PR #1383, opened 2024-05-17
feat(monitoring): add scheduler functionality

kishore03109:
## Problem

This is the second part of the monitoring feature that we want to build. This PR only cares about adding a scheduler + the related infra needed for this to function. this will make the monitor run once every 5 mins, for oncalls to pick any related alarms from this.

Adding the alarms is done in the downstream PR . 

## Solution
Using bullmq to conveniently create a queue, a worker and a repeatable job over multiple instances. We do some level of exponential backoff retries since it is a nice to have and easy to implement.  The original `/site-up` code has since been refactored to return an `err` or a `ok`, depending on whether the configuration is ideal. 
Unfortunately, this caused quite a number of edge cases to pop up. Due to the nature of this, a more loose check of whether the isomer logo is present is being used to determine if a site is up. 
Even with this loose check, we have a `workplacelearning.gov.sg` who have modified their site to not have the Isomer logo. Have used gb to code white list this weird site. Potentially, if tomorrow we have an alarm of a site going down, but this is expected to prolong, we can go to growthbook and change the config for this to be whitelisted. 

**Breaking Changes**

  - Details ...

## Tests
Screenshot 2024-05-21 at 11 20 59 AM
on deployment, assert that you see these logs. it is ok for there to be multiple instances of this log (it directly corresponds to the number of instances that we have) since bullmq is smart enough to only create one queue, and one repeatable job over multiple instances. 

## Deploy Notes

corresponding infra pr should be deployed to production and only then should the redis host value be populated into the 1pw for production. 

Additionally, post approval of this pr, add two alarms, one for 
`Error running monitoring service` and another for `Monitoring service has failed`. These are errors when the job has failed to be initalised, and when there is a new error. 

- `REDIS_HOST` : Redis host 

**New dependencies**:

- `bullmq` : scheduler of choice


kishore03109:
> [!WARNING]
> <b>This pull request is not mergeable via GitHub because a downstack PR is open. Once all requirements are satisfied, merge this PR as a stack <a href="https://app.graphite.dev/github/pr/isomerpages/isomercms-backend/1383?utm_source=stack-comment-downstack-mergeability-warning" >on Graphite</a>.</b>

* **#1383** <a href="https://app.graphite.dev/github/pr/isomerpages/isomercms-backend/1383?utm_source=stack-comment-icon" target="_blank">Graphite</a> 👈
* **#1376** <a href="https://app.graphite.dev/github/pr/isomerpages/isomercms-backend/1376?utm_source=stack-comment-icon" target="_blank">Graphite</a>
* `develop`

<h2></h2>

seaerchin:
test failure from a missing `keyCdn.apiKey`! could i trouble you to fix this @kishore03109

kishore03109:
> test failure from a missing keyCdn.apiKey! could i trouble you to fix this @kishore03109

added from downstream pr

src/monitoring/index.ts
```diff
@@ -65,9 +67,74 @@ export default class MonitoringService {
...
     autoBind(this)
+    const jobName = "dnsMonitoring"
     this.launchesService = launchesService
+    this.worker = new Worker(
+      this.queue.name,
+      async (job: Job) => {
+        this.monitoringServiceLogger.info(`Monitoring Worker ${job.id}`)
+        if (job.name === jobName) {
+          // The retry's work on a thrown error, so we need to convert the neverthrow to a promise
+          const res = await convertNeverThrowToPromise(this.driver())
```
seaerchin, line 102: just off the top of my head, this seems odd. we're defining driver in `MonitoringService` but actually `Worker` uses it. This seems to blur the lines between the service and the worker. 

i think this PR might be better if we split the concerns here! logically speaking, i'd expect the worker to be the one to actually _do_ the work, and for the monitoring service to just handle the worker scheduling/linking up the worker to the queue. 

i'm not sure if this delineation makes sense (it might not) but i think having a method defined on the service that's **only called by the worker** is definitely a code smell

seaerchin (changes requested):

.aws/deploy/backend-task-definition.prod.json
```diff
@@ -133,6 +133,7 @@
           "name": "REDIRECT_URI",
           "valueFrom": "PROD_REDIRECT_URI"
         },
+        { "name": "REDIS_HOST", "valueFrom": "PROD_REDIS_HOST" },
```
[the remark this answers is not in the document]
kishore03109: this has since been modified. only support needs this.

src/monitoring/index.ts
```diff
@@ -65,9 +67,74 @@ export default class MonitoringService {
...
+      backoff: {
+        type: "exponential",
+        delay: 60000, // this operation is not critical, so we can wait a minute
+      },
+    },
+  })
+
+  private readonly worker: Worker<unknown, string, string> | undefined
+
   constructor({ launchesService }: MonitoringServiceInterface) {
```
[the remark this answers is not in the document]
kishore03109: good catch, need error handler, added it

src/monitoring/index.ts
```diff
@@ -65,9 +67,74 @@ export default class MonitoringService {
...
+      },
+      {
+        connection: {
+          ...this.REDIS_CONNECTION,
+        },
+        lockDuration: 60000, // 1 minute, since this is a relatively expensive operation
+      }
+    )
+
+    const dailyCron = "0 0 9 * *"
```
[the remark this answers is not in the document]
kishore03109: wah. good catch, ecs timezone is utc. BUT, actually following our incident actually, our actual monitor (uptime robot) sucks. am going to use 5 min interval instead, lmk your thoughts on that.

src/monitoring/index.ts
```diff
@@ -65,9 +67,74 @@ export default class MonitoringService {
...
+      removeOnFail: true,
+      attempts: 3,
+      backoff: {
+        type: "exponential",
+        delay: 60000, // this operation is not critical, so we can wait a minute
+      },
+    },
+  })
+
+  private readonly worker: Worker<unknown, string, string> | undefined
```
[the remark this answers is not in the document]
kishore03109: do you know how to? the way that i see this, this is a limitation of the library, as is allows jobs of any shape to be scheduled. in this case, we want to keep the type to unknown and actually we are not using the data at all (since now the invariant is that any job is a monitoring job, so start the scheduled driver)

.aws/deploy/backend-task-definition.prod.json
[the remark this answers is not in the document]
seaerchin: sorry not quite understanding! why would they share the same env code?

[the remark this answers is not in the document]
kishore03109: they share the same `config.ts` code? either we would separate them or make the env var as optional right?

src/monitoring/index.ts
```diff
@@ -65,9 +67,74 @@ export default class MonitoringService {
...
+          const res = await convertNeverThrowToPromise(this.driver())
+          return res
+        }
+        throw new MonitoringError("Invalid job name")
+      },
+      {
+        connection: {
+          ...this.REDIS_CONNECTION,
+        },
+        lockDuration: 60000, // 1 minute, since this is a relatively expensive operation
```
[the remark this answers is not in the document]
kishore03109: this is renamed!

src/monitoring/index.ts
kishore03109: hey, this has been refactored

.aws/deploy/backend-task-definition.prod.json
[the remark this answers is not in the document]
seaerchin: ah ok, sounds good

src/monitoring/index.ts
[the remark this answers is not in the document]
seaerchin: i think we should not. our status page is based off uptime robot + that's what we use to determine our metrics, so i think we should stick with it.

additionally, there's drift between what's on uptime robot and redirection/indirection (uptime robot has some that's not present on the other) so i think we should just go with uptime robot unless there are breaking issues w/ uptime robot

src/monitoring/index.ts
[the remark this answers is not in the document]
seaerchin: the library exposes typings on `Worker` and `Job`. 

```ts
  private readonly worker: Worker<number, number, string>
  this.worker = new Worker<number, number>
  job: Job<number, number>
```

these allowed me to type it correctly. since we're just using the queue as a cronjob, the value add from `unknown -> void` might not be that much. fine w/ either

.aws/deploy/backend-task-definition.prod.json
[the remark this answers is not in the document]
seaerchin: i realised we give a default in `config.ts` so i think there's still value in removing. leave the choice to you but fwiw, removing here is clearer

src/monitoring/MonitoringService.ts
```diff
@@ -0,0 +1,109 @@
...
+      },
+      {
+        connection: {
+          ...this.REDIS_CONNECTION,
+        },
+        lockDuration: ONE_MINUTE, // since this is a relatively expensive operation
+      }
+    )
+
+    this.worker.on("failed", (job: Job | undefined, error: Error) => {
```
seaerchin, line 99: we also need a handler for the `error` event:

`this.worker.on("error", () => {...})`

this only handles failed jobs but because the worker runs in process, an error on the worker itself will bring down our whole service.

src/monitoring/MonitoringService.ts
```diff
@@ -0,0 +1,109 @@
...
+      logger.error({
```
seaerchin, line 100: [FYI, no action required] the failure to consume a job might be concerning. this is as good as a silent failure here because we'll never take note.

wondering if we should just ping a channel? or alternatively, set alarms on `logger.error`

src/utils/dns-utils.ts
```diff
@@ -0,0 +1,327 @@
...
+  })
+    .andThen((cname) => {
+      if (!cname || cname.length === 0) {
+        return okAsync(null)
+      }
+
+      //! todo: remove, this is some colima weird logic
+      if (cname.length === 1 && cname[0] === domain) {
+        return okAsync(null)
+      }
```
seaerchin, line 34: this seems like a todo? should this be here

src/middleware/featureFlag.ts
```diff
@@ -6,7 +6,7 @@ import { getNewGrowthbookInstance } from "@root/utils/growthbook-utils"
 
 // Keep one GrowthBook instance at module level
 // The instance will handle internal cache refreshes via a SSE connection
-const gb = getNewGrowthbookInstance({
+export const gb = getNewGrowthbookInstance({
```
seaerchin, line 9: are we sure this is what we want? this subscribes to changes via SSE and **during the job's lifecycle**, we can update the changes.

eg:
t = 0, config has `whiteListedRepos: [xyz], isEnabled: true`  
t = 1, worker gets job
t = 2, worker runs
t = 3, config updated so that `whitelistedRepos: [], isEnabled: true` 
t = 4, we don't run for xyz.

ok either way but i suggest unexporting this and create a **local, scoped** growthbook instance in `worker` and `dns-utils`

src/utils/dns-utils.ts
seaerchin, line 1: i'm honestly not quite sure how to review this so i'm skipping for now

support/index.ts
```diff
@@ -24,7 +20,17 @@ const app = express()
 // poller site launch updates
 infraService.pollMessages()
 
-monitoringService.driver()
+// only needed for support container
+export const monitoringWorker = new MonitoringWorker({
+  launchesService,
+})
+// dnsMonitor("isomer.gov.sg").mapErr(console.log).map(console.log)
+// todo: remove after testing
```
seaerchin, line 28: do we need this here?

seaerchin (approved):
i think only blocker from me is the handling of worker errors!

this seems like a single producer, potentially multiple consumer case but it should be ok since we don't care about ordering.

.aws/deploy/backend-task-definition.prod.json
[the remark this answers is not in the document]
kishore03109: ok, i make var optional, then remove in task def

src/utils/dns-utils.ts
kishore03109: ps, sorry this has been removed

src/monitoring/MonitoringService.ts
kishore03109: yes, part of the deploy step is to add alarm for this

kishore03109:
@seaerchin 
> this seems like a single producer, potentially multiple consumer case but it should be ok since we don't care about ordering.

hmm wait, no this is why we are using bullmq, right? it implements some sort of locking mechanism to ensure that only one consumer (instance) is doing the job at one time?

support/index.ts
kishore03109: sorry, removed

kishore03109: sorry this has been removed

src/monitoring/MonitoringService.ts
kishore03109: good catch, missed this. has been added

src/middleware/featureFlag.ts
kishore03109: oki, changed so that now they both have a local scoped gb instance

src/monitoring/MonitoringService.ts
```diff
@@ -96,9 +102,15 @@ export default class MonitoringService {
       }
     )
 
+    this.worker.on("error", (error: Error) => {
+      logger.error({
+        message: "Monitoring service has errored",
+        error,
+      })
+    })
```
seaerchin, line 110: no issues on using `logger.error` here, just a reminder that this should ideally ping the alarms channel or call on-call as this implies the service has already gone down

.aws/deploy/backend-task-definition.prod.json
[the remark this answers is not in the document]
seaerchin: i don't think we need to make it optional! i thought required w/ defaults will cause it to fall back to the default if it isn't specified? 

if this isn't the case, both are about the same imo

src/monitoring/MonitoringService.ts
seaerchin: sgtm, not resolving for visibility but not a blcoker

src/middleware/featureFlag.ts
seaerchin: could i be annoying and suggest **not exporting** this? intentional choice so we have to go through the helper method

src/monitoring/MonitoringWorker.ts
```diff
@@ -177,6 +179,10 @@ export default class MonitoringWorker {
   }
 
   driver() {
+    const gb = getNewGrowthbookInstance({
+      clientKey: config.get("growthbook.clientKey"),
+      subscribeToChanges: true,
```
seaerchin, line 184: just a note here, because we set `subscribeToChanges: true`, the same issue where the config changes in-processing still remains. 

this isn't really an issue for me because it only concerns whitelisted sites + whether this is enabled. leave it to you to make the final judgement. how it behaves now is that it initialises 2 new instances and gets the config at that time (whilst listening to changes); if we want to say that the config doesn't change at all in-processing, we could instead initialise growthbook once and get the config at the start and pass it downwards.

tl;dr: behaviour still doesn't change, which means that config can change in-processing. not a biggie for me but leave it to you to decide if you wanna make this change

seaerchin:
> @seaerchin
> 
> > this seems like a single producer, potentially multiple consumer case but it should be ok since we don't care about ordering.
> 
> hmm wait, no this is why we are using bullmq, right? it implements some sort of locking mechanism to ensure that only one consumer (instance) is doing the job at one time?

how bullmq works is (according to their docs, at least) that a worker must continually inform the queue that it's still working on the job. if this doesn't happen (thread is always busy on worker), then the job will be stalled and it's possible to have another worker working on it. 

but for clarification, this isn't what i'm concerned about! my comment was wrt _out of order consumption_ of jobs. i think in this case, we don't really care since the job is just to monitor all the site and ordering doesn't really matter

kishore03109 (commented):
@seaerchin 
As discussed, thowing is deprior for now.
after upgrading the types, all work, verified that the breaking changes were node upgades, and since we are already using node18, this should no be an issue.

kishore03109:
### Merge activity

* **Jun 27, 2:08 AM EDT**: @kishore03109 started a stack merge that includes this pull request via [Graphite](https://app.graphite.dev/github/pr/isomerpages/isomercms-backend/1383).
==============================
_Try it_. All lines from the beginning of the listing through the one with "## Solution" are to be restated word for word, and only those.

_Finished task_.
PR #1383, opened 2024-05-17
feat(monitoring): add scheduler functionality

kishore03109:
## Problem

This is the second part of the monitoring feature that we want to build. This PR only cares about adding a scheduler + the related infra needed for this to function. this will make the monitor run once every 5 mins, for oncalls to pick any related alarms from this.

Adding the alarms is done in the downstream PR . 

## Solution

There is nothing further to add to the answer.